*** Opening Material to process ***

PR #108, opened 2020-09-25
Refactor sort options into the relevant view component class

iHiD:
As I commented [here](https://github.com/exercism/v3-website/pull/93#discussion_r493896871), I think sort_options are a property of the component, not the controller. So I've moved them in here. This still keeps everything serverside, but removes the duplication between identical data in app and test that could cause out-of-sync-bugs.

### DIFF
--- a/app/helpers/view_components/mentoring/inbox.rb
+++ b/app/helpers/view_components/mentoring/inbox.rb
@@ -1,15 +1,24 @@
 module ViewComponents
   module Mentoring
     class Inbox < ViewComponent
-      initialize_with :conversations_request, :tracks_request, :sort_options
+      initialize_with :conversations_request, :tracks_request
 
       def to_s
-        react_component("mentoring-inbox", {
-                          conversations_request: conversations_request,
-                          tracks_request: tracks_request,
-                          sort_options: sort_options
-                        })
+        react_component(
+          "mentoring-inbox",
+          {
+            conversations_request: conversations_request,
+            tracks_request: tracks_request,
+            sort_options: SORT_OPTIONS
+          }
+        )
       end
+
+      SORT_OPTIONS = [
+        { value: 'recent', label: 'Sort by Most Recent' },
+        { value: 'exercise', label: 'Sort by Exercise' },
+        { value: 'student', label: 'Sort by Student' }
+      ].freeze
     end
   end
 end
--- a/app/helpers/view_components/mentoring/inbox.rb
+++ b/app/helpers/view_components/mentoring/inbox.rb
@@ -19,6 +19,7 @@ module ViewComponents
         { value: 'exercise', label: 'Sort by Exercise' },
         { value: 'student', label: 'Sort by Student' }
       ].freeze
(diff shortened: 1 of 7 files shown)


app/helpers/view_components/mentoring/inbox.rb
```diff
@@ -1,15 +1,24 @@
...
+            sort_options: SORT_OPTIONS
+          }
+        )
       end
+
+      SORT_OPTIONS = [
+        { value: 'recent', label: 'Sort by Most Recent' },
+        { value: 'exercise', label: 'Sort by Exercise' },
+        { value: 'student', label: 'Sort by Student' }
+      ].freeze
```
iHiD, line 21: I initially set this to be a `private_constant` but then used it in the tests so removed that.

test/helpers/view_components/mentoring/inbox_test.rb
```diff
@@ -4,23 +4,18 @@ class MentoringInboxTest < ViewComponentTestCase
...
-                             tracks_request: { endpoint: "tracks-endpoint" },
-                             sort_options: [
-                               { value: 'recent', label: 'Sort by Most Recent' },
-                               { value: 'exercise', label: 'Sort by Exercise' },
-                               { value: 'student', label: 'Sort by Student' }
-                             ]
-                           } }
+    component = ViewComponents::Mentoring::Inbox.new(
+      conversations_request, tracks_request
+    ).to_s
```
iHiD, line 10: I pulled this out of the assert bit below as I found it really hard to read having that code and the hash there as well with the slightly strange indenting that Rubocop is insisting on.

test/helpers/view_components/mentoring/inbox_test.rb
```diff
@@ -4,23 +4,21 @@ class MentoringInboxTest < ViewComponentTestCase
...
+
+    assert_component_equal(
+      component,
+      {
+        id: "mentoring-inbox",
+        props: {
+          conversations_request: { endpoint: "conversations-endpoint" },
+          tracks_request: { endpoint: "tracks-endpoint" },
+          sort_options: ViewComponents::Mentoring::Inbox::SORT_OPTIONS
```
ErikSchierboom: I'm not a big fan of tests directly using values in the component being tested for the expected value. While I can see the advantage (changing it in the source still has the test passing), I feel that the test is now somehow less valuable, as any typos in the sort options would not get caught. It also limits refactoring of the sort options as there is this direct link. My personal preference would be to duplicate the sort options here and make it an internal details of the component.

ErikSchierboom (approved):
I totally agree with the fact that the sort options should be moved to the view component. I've left one comment on the test.

test/helpers/view_components/mentoring/inbox_test.rb
iHiD: I agree with that. I'll update it.

ErikSchierboom (approved):
Great!

kntsoriano (approved):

*** Closing Material to process ***

* What to produce *
Return every record exactly as it was given.

* Answer box *
PR #108, opened 2020-09-25
Refactor sort options into the relevant view component class

iHiD:
As I commented [here](https://github.com/exercism/v3-website/pull/93#discussion_r493896871), I think sort_options are a property of the component, not the controller. So I've moved them in here. This still keeps everything serverside, but removes the duplication between identical data in app and test that could cause out-of-sync-bugs.

### DIFF
--- a/app/helpers/view_components/mentoring/inbox.rb
+++ b/app/helpers/view_components/mentoring/inbox.rb
@@ -1,15 +1,24 @@
 module ViewComponents
   module Mentoring
     class Inbox < ViewComponent
-      initialize_with :conversations_request, :tracks_request, :sort_options
+      initialize_with :conversations_request, :tracks_request
 
       def to_s
-        react_component("mentoring-inbox", {
-                          conversations_request: conversations_request,
-                          tracks_request: tracks_request,
-                          sort_options: sort_options
-                        })
+        react_component(
+          "mentoring-inbox",
+          {
+            conversations_request: conversations_request,
+            tracks_request: tracks_request,
+            sort_options: SORT_OPTIONS
+          }
+        )
       end
+
+      SORT_OPTIONS = [
+        { value: 'recent', label: 'Sort by Most Recent' },
+        { value: 'exercise', label: 'Sort by Exercise' },
+        { value: 'student', label: 'Sort by Student' }
+      ].freeze
     end
   end
 end
--- a/app/helpers/view_components/mentoring/inbox.rb
+++ b/app/helpers/view_components/mentoring/inbox.rb
@@ -19,6 +19,7 @@ module ViewComponents
         { value: 'exercise', label: 'Sort by Exercise' },
         { value: 'student', label: 'Sort by Student' }
       ].freeze
(diff shortened: 1 of 7 files shown)


app/helpers/view_components/mentoring/inbox.rb
```diff
@@ -1,15 +1,24 @@
...
+            sort_options: SORT_OPTIONS
+          }
+        )
       end
+
+      SORT_OPTIONS = [
+        { value: 'recent', label: 'Sort by Most Recent' },
+        { value: 'exercise', label: 'Sort by Exercise' },
+        { value: 'student', label: 'Sort by Student' }
+      ].freeze
```
iHiD, line 21: I initially set this to be a `private_constant` but then used it in the tests so removed that.

test/helpers/view_components/mentoring/inbox_test.rb
```diff
@@ -4,23 +4,18 @@ class MentoringInboxTest < ViewComponentTestCase
...
-                             tracks_request: { endpoint: "tracks-endpoint" },
-                             sort_options: [
-                               { value: 'recent', label: 'Sort by Most Recent' },
-                               { value: 'exercise', label: 'Sort by Exercise' },
-                               { value: 'student', label: 'Sort by Student' }
-                             ]
-                           } }
+    component = ViewComponents::Mentoring::Inbox.new(
+      conversations_request, tracks_request
+    ).to_s
```
iHiD, line 10: I pulled this out of the assert bit below as I found it really hard to read having that code and the hash there as well with the slightly strange indenting that Rubocop is insisting on.

test/helpers/view_components/mentoring/inbox_test.rb
```diff
@@ -4,23 +4,21 @@ class MentoringInboxTest < ViewComponentTestCase
...
+
+    assert_component_equal(
+      component,
+      {
+        id: "mentoring-inbox",
+        props: {
+          conversations_request: { endpoint: "conversations-endpoint" },
+          tracks_request: { endpoint: "tracks-endpoint" },
+          sort_options: ViewComponents::Mentoring::Inbox::SORT_OPTIONS
```
ErikSchierboom: I'm not a big fan of tests directly using values in the component being tested for the expected value. While I can see the advantage (changing it in the source still has the test passing), I feel that the test is now somehow less valuable, as any typos in the sort options would not get caught. It also limits refactoring of the sort options as there is this direct link. My personal preference would be to duplicate the sort options here and make it an internal details of the component.

ErikSchierboom (approved):
I totally agree with the fact that the sort options should be moved to the view component. I've left one comment on the test.

test/helpers/view_components/mentoring/inbox_test.rb
iHiD: I agree with that. I'll update it.

ErikSchierboom (approved):
Great!

kntsoriano (approved):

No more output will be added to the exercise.